Saved data entries

_ _ _

Issue #161, opened 2021-10-28
Securely provisioning `vdaf_verify_key`


tgeoghegan:
The [VDAF spec](https://datatracker.ietf.org/doc/html/draft-patton-cfrg-vdaf-00) describes how to generate `verify_params` for aggregators in `prio3` and `poplar1`. The verification parameters MUST be kept secret from other clients, which means that they may need to be rotated either if some aggregator's verification parameter is exposed or if a sufficient number of inputs are processed under some verification parameter (this would take a huge number of inputs to be a problem).

cjpatton:
I think this is going to need to be specified. If it's done incorrectly, it could become an attack vector.

Both Prio v1 [[CGB17]] and Heavy Hitters [[BBCGGI21]] require per-report randomness for validating the recovered output shares. For robustness, it is important that the aggregators agree on fresh randomness that is unpredictable to the client. Otherwise it might be possible for a malicious client to garble the aggregate result.

For privacy the picture is murkier. The key question is whether a malicious aggregator can, by controlling the random input the helper consumes, cause the helper to leak information about the measurement. It's possible that the answer depends on the protocol:
- For Prio v1 [[CGB17]], it seems to be just fine for the leader to just pick the randomness and send it to the helper. (See [[CGB17], Section 4.2, Step 3a].)
- For Heavy Hitters [[BBCGGI21]], the process by which the shared randomness is established is unspecified (See [[BBCGGI21], Appendix C.4.].) It may be OK for the leader to just pick it, but this is not guaranteed.
- For schemes based on techniques in [[BBCGGI19]], including `prio3` in the VDAF draft, as well as the code running in ENPA, the situation is similar: The distributed ZKP system described in [[BBCGGI19], Section 6.2] makes use of an "ideal coin-flipping functionality" (see Definition 6.3), which in practice would have to be realized by an actual protocol. Incidentally, I believe ENPA effectively realizes this ideal coin-flipping functionality by having a third party choose the randomness. (Can you confirm, @tgeoghegan?)

[...]

PR #411, opened 2023-02-27
Add security requirements for verification key.

### LINKED ISSUE #407: VDAF security analysis: Requirements for the verification key
The analysis posted [on the CFRG mailing list](https://mailarchive.ietf.org/arch/msg/cfrg/-errBjFRvCqi7KuAxoZwH6iY4Vc/) describes the security consideration for DAP:

> Some care is required in choosing the VDAF verification key. The
> Aggregators may use any strategy they wish to exchange this key, but the
> application MUST ensure that the key that is picked independently of the
> reports. For DAP in particular, this means it is safe for the Leader to
> pick the key and distribute it, but the Aggregators need to "commit" to the
> verification key used for a given task and use the same key for the
> duration of the task. (Rotation requires rolling the task configuration.)

Assuming we agree this is an issue that needs to be addressed, what should we do about it?

simon-friedberger:
Closes #407

### DIFF
--- a/draft-ietf-ppm-dap.md
+++ b/draft-ietf-ppm-dap.md
@@ -741,9 +741,8 @@ of the aggregators is configured with following parameters:
   (described in {{hpke-config}}); see {{compliance}} for information about the
   HPKE configuration algorithms.
 * `vdaf_verify_key`: The VDAF verification key shared by the aggregators. This
-  key is used in the aggregation sub-protocol ({{aggregate-flow}}). [OPEN ISSUE:
-  The manner in which this key is distributed may be relevant to the VDAF's
-  security. See issue#161.]
+  key is used in the aggregation sub-protocol ({{aggregate-flow}}). The security
+  requirements are described in {{verification-key}}.
 
 Finally, the collector is configured with the HPKE secret key corresponding to
 `collector_hpke_config`.
@@ -2476,6 +2475,17 @@ if a majority of runs agree, and a single aggregator appears in every run that
 disagrees). See
 [#22](https://github.com/ietf-wg-ppm/draft-ietf-ppm-dap/issues/22) for
 discussion.
+
+## Verification key requirements {#verification-key}
+
+The verification key for a task SHOULD be chosen before any reports are generated.
+It SHOULD be fixed for the lifetime of the task and not be rotated. One way
+to ensure this is to include the verification key in a derivation of the task ID.
+
+This consideration comes from current security analysis for existing VDAFs. For example,
+to ensure that the security proofs for Prio3 hold, the verification key MUST be
+chosen independently of the generated reports. This can be achieved as
+recommended above.
 
 ## Infrastructure diversity
 


draft-ietf-ppm-dap.md
```diff
@@ -2477,6 +2476,17 @@ disagrees). See
 [#22](https://github.com/ietf-wg-ppm/draft-ietf-ppm-dap/issues/22) for
 discussion.
 
+## Verification key requirements {#verification-key}
+
+The verification key for a task SHOULD be chosen before any reports are generated.
+It SHOULD be fixed for the lifetime of the task and cannot be rotated. One way
+to ensure this is to include the verification key in a derivation of the task ID.
+
+To ensure that the security proofs for Prio3 hold, the verification key MUST be
```
cjpatton, line 2485: I think it's worth citing Prio3 as an example, but in the interest of being generic, I think we should add a little more context here.

```suggestion
This consideration comes from current security analysis for existing VDAFs. For example,
to ensure that the security proofs for Prio3 hold, the verification key MUST be
```

draft-ietf-ppm-dap.md
```diff
@@ -2477,6 +2476,17 @@ disagrees). See
...
+chosen independently of the generated reports. This can be achieved as
+recommended above. It would also be possible for the aggregators to use a coin
+flipping protocol if key rotation is necessary.
```
cjpatton, line 2488: I don't think "coin flipping protocol" means much to most readers. Do we have a concrete suggestion here? If not, I think we should either cut this suggestion or add an OPEN ISSUE for tracking discussion on this. My preference would be the former.

cjpatton (changes requested):

draft-ietf-ppm-dap.md
tgeoghegan: > if key rotation is necessary.

We say above that verification keys cannot be rotated, so it seems like this sentence can be deleted. And I agree with Chris: the specification is to be read by implementers who aren't necessarily cryptography experts and need concrete advice on how to do this. If I remember right, it's sufficient for the Leader to randomly generate a verification key with a CSPRNG and then transmit it to the Helper over a secure channel (like TLS). If we want to provide a concrete recommendation, does that suffice?

tgeoghegan (changes requested):

draft-ietf-ppm-dap.md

_ _ _

### Work task
Supply the count of lines in the entries that contain the word "analysis", and nothing besides.

### Solution for this exercise
4